When Norwest Equity Partners this month raised a record $2.4 billion to invest in promising private companies, it was just the latest evidence that confidence is back.
Institutional investors and investment bankers are engaging in deals at levels not seen since before the Great Recession.
"Things have been good-not-great in terms of the economy," said Tim DeVries, veteran managing general partner at Norwest Equity Partners (NEP). "We would all love higher growth, but we're continuing to move along and so is the economy. A good business has more than enough oxygen in the environment to survive, prosper and grow."
Norwest Equity invests $50 million to $200 million per deal across a variety of industries. So far this year, NEP has invested in Eyebobs, a Minneapolis-based brand of reading glasses, and Tennessee-based Old Hickory Smokehouse, a maker of smoked meat products.

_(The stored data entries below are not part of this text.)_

PR #14363, opened 2026-02-17
Mobile: Resolves #11521: Remember the viewing / editing mode (updated)

### LINKED ISSUE #11521: Remember editing state

mrjo118:
This PR is based on https://github.com/laurent22/joplin/pull/13675, with the review feedback addressed. Credits to @Kallemakela for the original code change.

### Summary

Makes the mobile note editor remember the editing mode ('view' or 'edit') across different notes and sessions, like on desktop. Suggested here https://github.com/laurent22/joplin/issues/11521. Makes it much faster to open > edit > exit existing notes.

- Notes open in the mode that was last used instead of always opening in 'view' mode
- Adds a view toggle button (book / pencil) to the right side of the top bar and removes the floating edit button
- The back button now exits the note editor without going trough 'view' mode first
- The book / pencil button is hidden when the notebook dropdown is opened
- The beta button is removed in the header everywhere except in the note list header i.e the home screen (when not in multi-select mode). This is to avoid crowding the header unnecessarily and make more space for the the notebook name when shown

**Screenshots on Android:**

editstate1
editstate2
editstate3

**With the editor toggle button present:**

editstate4
editstate5

**Old screenshots, prior to icon changes:**
<details>

**Screenshots on Android:**

reduced padding
edit
edit2

**Screenshots on Web:**

web1
web2
web3
web4

</details>

### Testing

I have tested the change and not found any issues with it. Opening a note starting in edit mode from any path (note list, search, note links) works without issue, and also exiting a note while in edit mode correctly clears the state of the undo / redo history when re-entering the note / following a link to a different note (possible via the rich text editor). The keyboard does not automatically open on either Android or web when opening in edit mode, and creating a new note will always open in edit mode and does not affect the persisted editor state if exiting and re-entering the note. So it looks to meet all the criteria.

**Video of basic tests (prior to the icon changes):**

https://github.com/user-attachments/assets/f04b6921-1cea-4805-b424-1366261bed2a


packages/app-mobile/components/ScreenHeader/index.tsx
```diff
@@ -168,7 +171,7 @@ class ScreenHeaderComponent extends PureComponent<ScreenHeaderProps, ScreenHeade
 			},
 			contextMenuTrigger: {
 				fontSize: 30,
-				paddingLeft: 10,
+				paddingLeft: 5,
```
mrjo118, line 174: Reduce the padding slightly of the menu trigger, as left padding 10 seems a little too big when next to the eye/pencil icon. The other screen where the kebab menu is used in the header bar is on the note history screen, which does not have any buttons next to it.

Without this change the eye / pencil button looks a bit distant:

Image

packages/app-mobile/utils/appReducer.ts
```diff
@@ -206,6 +206,20 @@ const appReducer = (state = appDefaultState, action: any) => {
...
+				...state,
+				noteVisiblePanes: state.noteVisiblePanes.includes('editor') ? ['viewer'] : ['editor'],
+			};
+			break;
+
+		case 'NOTE_VISIBLE_PANES_SET':
+			newState = {
+				...state,
+				noteVisiblePanes: action.panes,
+			};
```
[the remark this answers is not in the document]
mrjo118: Done

packages/app-mobile/components/screens/Note/Note.test.tsx
```diff
@@ -364,4 +376,114 @@ describe('screens/Note', () => {
...
+		await act(async () => {
+			await openExistingNote(note2Id);
+		});
+		render(<WrappedNoteScreen />);
+		const titleInput2 = await screen.findByDisplayValue('Note 2');
+		expect(titleInput2).toBeVisible();
+		// Note 2 should be in the same mode
+		await expectToBeEditing(panes.includes('editor'));
+		expect(store.getState().noteVisiblePanes).toEqual(panes);
+	});
```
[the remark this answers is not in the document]
mrjo118: Done

packages/app-mobile/components/screens/Note/commands/toggleVisiblePanes.ts
```diff
@@ -10,8 +10,11 @@ export const declaration: CommandDeclaration = {
 export const runtime = (props: CommandRuntimeProps): CommandRuntime => {
 	return {
 		execute: async (_context: CommandContext) => {
-			// For now, the only two "panes" on mobile are view and edit.
-			const newMode = props.getMode() === 'edit' ? 'view' : 'edit';
+			props.dispatch({
+				type: 'NOTE_VISIBLE_PANES_TOGGLE',
+			});
```
personalizedrefrigerator, line 18: Consider using `NOTE_VISIBLE_PANES_SET` here. This:
- Should allow removing the `NOTE_VISIBLE_PANES_TOGGLE` reducer action.
- Reduce the number of places that handle mode transitions.
    - Currently, the logic for transitioning between `view` -> `edit` is present in a few places.
    - In the future, it may make sense to cycle between more modes than just view and edit (e.g. "view" -> "plugin view" -> "edit" -> "view"). Keeping the mode transition logic in one place may make this change easier to implement.

packages/app-mobile/components/screens/Note/Note.tsx
```diff
@@ -1842,6 +1825,9 @@ class NoteScreenComponent extends BaseScreenComponent<ComponentProps, State> imp
 			undoButtonDisabled={!this.state.undoRedoButtonState.canUndo && this.state.undoRedoButtonState.canRedo}
 			onUndoButtonPress={this.screenHeader_undoButtonPress}
 			onRedoButtonPress={this.screenHeader_redoButtonPress}
+			showViewToggleButton={!!this.state.note && !this.state.note.deleted_time}
+			viewToggleIconName={this.state.mode === 'edit' ? 'ionicon eye' : 'ionicon create'}
```
personalizedrefrigerator: Currently, the [editor plugin toggle](https://github.com/laurent22/joplin/pull/11831) also uses the [ionicon eye](https://github.com/laurent22/joplin/blob/ab05bb8cc522ddd60a90a78711f67637d4c6fc1e/packages/app-mobile/components/ScreenHeader/index.tsx#L471) icon. To avoid having two adjacent buttons with the same icon, it could make sense to either:
- Use a different icon for the editor plugin button.
- Merge the two buttons: Rather than cycling between `viewer` -> `editor` -> `viewer`, cycle between `viewer` -> `editor plugin 1` -> `editor plugin 2` -> ... -> `editor` -> `viewer`.

personalizedrefrigerator (commented):
I've left comments based on a brief review. Thank you for implementing this!

packages/app-mobile/components/screens/Note/Note.tsx
mrjo118: I have changed both the view and edit toggle icons to (in my opinion) better icons. I'm now using a book and a pencil icon, which is what the Obsidian mobile app uses to the same effect. I've added new screenshots to the PR description.

I also tested that the existing toggle editor button works properly in combination with this change, using the Secure Notes plugin

packages/app-mobile/components/screens/Note/commands/toggleVisiblePanes.ts
mrjo118: Done

packages/app-mobile/components/screens/Note/Note.tsx
```diff
@@ -208,9 +208,11 @@ class NoteScreenComponent extends BaseScreenComponent<ComponentProps, State> imp
 	public constructor(props: ComponentProps) {
 		super(props);
 
+		const initialMode = props.noteVisiblePanes?.includes('editor') ? 'edit' : 'view';
+
 		this.state = {
 			note: Note.new(),
-			mode: 'view',
+			mode: initialMode,
 			readOnly: false,
```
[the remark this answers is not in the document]
mrjo118: I'd rather avoid syncing noteVisiblePanes with mode automatically, because noteVisiblePanes could have more values added in future, whereas mode is intended to be only view or edit. Intent is clearer if the mode is only toggled inline with noteVisiblePanes via the toggleVisiblePanes command, rather than using a hook

laurent22:
That looks good, thanks everyone for working on this!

Those investments were two of the 96 transactions in which Minnesota companies were buyers or sellers in the first quarter of 2015, adding up to total deal volume of $27.5 billion, based on figures from Bloomberg.
The number of deals is in line with the same period last year and down slightly from the fourth quarter's total of 110. But the combined dollar value is surpassed only by last year's second quarter, when Medtronic's announced purchase of Covidien sent that period's total to nearly $51 billion.
Nationally in the first quarter there were 2,593 transactions worth $394.1 billion, up slightly from the fourth quarter and the first quarter of 2014, according to Thomson Reuters. And a postrecession record 269 companies raised $71.5 billion in equity through IPOs and follow-on sales of stock.
DeVries, 58, a 30-year-veteran of the private equity business, avoids getting caught up in the short-term numbers. Private equity investors typically buy a company, make investments or sell parts that aren't working and install or work with existing managements to improve performance and sell the company at a profit five-to-seven years downstream. NEP says it, on average, doubles revenue and profitability of its target companies over its ownership period.